# [Work to complete]
From the line containing "### LINKED ISSUE #11382: Putting" down to the final line of the entries below, restate each line word for word and add nothing.

# [Data for review]
PR #11366, opened 2021-05-10
`image load`: overwrite same image unless `--overwrite=false`

### LINKED ISSUE #11276: `minikube image load` not updating image if loading image with existing name:tag
```
% minikube start

% docker build -t benchmark-image -f Dockerfile.large .

% docker images --all
REPOSITORY                                TAG        IMAGE ID       CREATED          SIZE
benchmark-image                           latest     e066761bca06   4 minutes ago    937MB

% minikube image load benchmark-image:latest

% eval $(./out/minikube docker-env) && docker image ls
REPOSITORY                                TAG        IMAGE ID       CREATED          SIZE
benchmark-image                           latest     e066761bca06   4 minutes ago    937MB

% docker build -t benchmark-image -f Dockerfile.small .

% docker images --all
REPOSITORY                                TAG        IMAGE ID       CREATED          SIZE
benchmark-image                           latest     60c0c9285193   2 minutes ago    721MB

% minikube image load benchmark-image:latest

% eval $(./out/minikube docker-env) && docker image ls
REPOSITORY                                TAG        IMAGE ID       CREATED          SIZE
benchmark-image                           latest     e066761bca06   4 minutes ago    937MB
```

As you can see above, pushing an image with the same name:tag does not update within minikube.

spowelljr:
Closes #11276

Before:
If you had an image already loaded into minikube, and then created a new image with the same name:tag as one already loaded into minikube and ran `minikube image load` it would skip loading the image since it detected a matching name:tag, even though the image itself is different.

After:
`minikube image load` will load the image, even if an image with the existing name:tag is already loaded into minikube.

### DIFF
--- a/cmd/minikube/cmd/image.go
+++ b/cmd/minikube/cmd/image.go
@@ -137,7 +137,7 @@ var loadImageCmd = &cobra.Command{
 		} else if local {
 			// Load images from local files, without doing any caching or checks in container runtime
 			// This is similar to tarball.Image but it is done by the container runtime in the cluster.
-			if err := machine.DoLoadImages(args, []*config.Profile{profile}, "", false); err != nil {
+			if err := machine.DoLoadImages(args, []*config.Profile{profile}, "", overwrite); err != nil {
 				exit.Error(reason.GuestImageLoad, "Failed to load image", err)
 			}
 		}
--- a/cmd/minikube/cmd/image.go
+++ b/cmd/minikube/cmd/image.go
@@ -45,6 +45,7 @@ var (
 	pull       bool
 	imgDaemon  bool
 	imgRemote  bool
+	overWrite  bool
 	tag        string
 	push       bool
 	dockerFile string
@@ -130,7 +131,7 @@ var loadImageCmd = &cobra.Command{
 		if imgDaemon || imgRemote {
 			image.UseDaemon(imgDaemon)
 			image.UseRemote(imgRemote)
-			if err := machine.CacheAndLoadImages(args, []*config.Profile{profile}, true); err != nil {
+			if err := machine.CacheAndLoadImages(args, []*config.Profile{profile}, overWrite); err != nil {
 				exit.Error(reason.GuestImageLoad, "Failed to load image", err)
 			}
 		} else if local {
@@ -248,6 +249,7 @@ func init() {
 	loadImageCmd.Flags().BoolVarP(&pull, "pull", "", false, "Pull the remote image (no caching)")
 	loadImageCmd.Flags().BoolVar(&imgDaemon, "daemon", false, "Cache image from docker daemon")
 	loadImageCmd.Flags().BoolVar(&imgRemote, "remote", false, "Cache image from remote registry")
+	loadImageCmd.Flags().BoolVar(&overWrite, "over-write", true, "Over write the existing image if the name:tag of the images are the same")
 	imageCmd.AddCommand(loadImageCmd)
 	imageCmd.AddCommand(removeImageCmd)
 	buildImageCmd.Flags().StringVarP(&tag, "tag", "t", "", "Tag to apply to the new image (optional)")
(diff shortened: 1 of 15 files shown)


cmd/minikube/cmd/image.go
```diff
@@ -248,6 +249,7 @@ func init() {
 	loadImageCmd.Flags().BoolVarP(&pull, "pull", "", false, "Pull the remote image (no caching)")
 	loadImageCmd.Flags().BoolVar(&imgDaemon, "daemon", false, "Cache image from docker daemon")
 	loadImageCmd.Flags().BoolVar(&imgRemote, "remote", false, "Cache image from remote registry")
+	loadImageCmd.Flags().BoolVar(&overWrite, "over-write", true, "Over write the existing image if the name:tag of the images are the same")
```
medyagh, line 252: should this be overwrite ? hm...

medyagh (changes requested):

cmd/minikube/cmd/image.go
```diff
@@ -248,6 +249,7 @@ func init() {
 	loadImageCmd.Flags().BoolVarP(&pull, "pull", "", false, "Pull the remote image (no caching)")
 	loadImageCmd.Flags().BoolVar(&imgDaemon, "daemon", false, "Cache image from docker daemon")
 	loadImageCmd.Flags().BoolVar(&imgRemote, "remote", false, "Cache image from remote registry")
+	loadImageCmd.Flags().BoolVar(&overwrite, "overwrite", true, "Overwrite the existing image if the name:tag of the images are the same")
```
medyagh, line 252: overwrite image even same image:tag name exists.

medyagh (changes requested):

pkg/minikube/machine/cache_images.go
```diff
@@ -259,20 +264,26 @@ func DoLoadImages(images []string, profiles []*config.Profile, cacheDir string)
...
 // transferAndLoadImage transfers and loads a single image
-func transferAndLoadImage(cr command.Runner, k8s config.KubernetesConfig, src string) error {
+func transferAndLoadImage(cr command.Runner, k8s config.KubernetesConfig, src string, imgName string) error {
 	r, err := cruntime.New(cruntime.Config{Type: k8s.ContainerRuntime, Runner: cr})
 	if err != nil {
 		return errors.Wrap(err, "runtime")
 	}
+
+	if err := r.RemoveImage(imgName); err != nil {
+		klog.Warningf("remove image: %v", err)
```
medyagh, line 278: if image doesnt exist it will always warn ? in case the error is doesnt exist we could skip warn ?

pkg/minikube/image/cache.go
```diff
@@ -90,7 +90,7 @@ func SaveToDir(images []string, cacheDir string) error {
 }
 
 // saveToTarFile caches an image
-func saveToTarFile(iname, rawDest string) error {
+func saveToTarFile(iname, rawDest string, force ...bool) error {
```
medyagh, line 93: how about call it same, "overwrite" and then no need to make it optional, just pass it as required flag

medyagh (changes requested):

pkg/minikube/machine/cache_images.go
```diff
@@ -269,8 +269,15 @@ func transferAndLoadImage(cr command.Runner, k8s config.KubernetesConfig, src st
 		return errors.Wrap(err, "runtime")
 	}
 
-	if err := r.RemoveImage(imgName); err != nil {
-		klog.Warningf("remove image: %v", err)
+	exists, err := imageExists(r, imgName)
```
medyagh, line 272: I worry this add performance downside to it, how about instead of Image List, we do something cheaper ? try to remove it, and if the error message says it doesnt exist then only klog.Info if error message is not that klog.Warnning

or alternatively we could do

klog.Warniningf("failed to remove image (which might be okay if it doesn't exists")

medyagh (changes requested):

medyagh (approved):

PR #11369, opened 2021-05-11
Updated URL and remove zsh note

guettli:
The URL was outdated.
Removed the zsh note, too. I think it makes sense that it gets explained on the target page, not here.


afbjorklund (approved):

medyagh (approved):
Looks good to me @guettli  , Thank you for improving minikube's docs ,

PR #11371, opened 2021-05-11
Fix error picking non-default alternate drivers

afbjorklund:
We should not select drivers like "ssh" or "none",
unless explicitly requested by the user. Wrong var...

Fix small  bug from PR #10554
When fixing issue from PR #7389


ilya-zuyev (approved):
lgtm

medyagh (approved):

medyagh:
@afbjorklund needs a rebase plz

medyagh (approved):

PR #11387, opened 2021-05-12
Use the first non flag argument for the log file name instead of the first argument

### LINKED ISSUE #11382: Putting flag as first argument causes unintended log file names
Current:
```
$ minikube -p m1 status

Log file created is: /tmp/minikube_-p_<hash>.log
```

Expected:
```
$ minikube -p m1 status

Log file created is: /tmp/minikube_status_<hash>.log
```

vigothehacker:
fixes #11382


vigothehacker:
I signed it

vigothehacker:
I signed it

vigothehacker:
fixes #11382

cmd/minikube/main.go
```diff
@@ -205,7 +205,7 @@ func setFlags(parse bool) {
 		if pflag.CommandLine.Changed("log_dir") && pflag.Lookup("log_dir").Value.String() != "" {
 			dir = pflag.Lookup("log_dir").Value.String()
 		}
-		l := logFileName(dir, 0)
```
spowelljr, line 208: `pflag` is a global variable, so you can avoid having to pass it as an argument to `logFileName`.

spowelljr (changes requested):
Looks good, thanks for your contribution! Once you address the comment this looks good to merge.

cmd/minikube/main.go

# [Answer space]
### LINKED ISSUE #11382: Putting flag as first argument causes unintended log file names
Current:
```
$ minikube -p m1 status

Log file created is: /tmp/minikube_-p_<hash>.log
```

Expected:
```
$ minikube -p m1 status

Log file created is: /tmp/minikube_status_<hash>.log
```

vigothehacker:
fixes #11382


vigothehacker:
I signed it

vigothehacker:
I signed it

vigothehacker:
fixes #11382

cmd/minikube/main.go
```diff
@@ -205,7 +205,7 @@ func setFlags(parse bool) {
 		if pflag.CommandLine.Changed("log_dir") && pflag.Lookup("log_dir").Value.String() != "" {
 			dir = pflag.Lookup("log_dir").Value.String()
 		}
-		l := logFileName(dir, 0)
```
spowelljr, line 208: `pflag` is a global variable, so you can avoid having to pass it as an argument to `logFileName`.

spowelljr (changes requested):
Looks good, thanks for your contribution! Once you address the comment this looks good to merge.

cmd/minikube/main.go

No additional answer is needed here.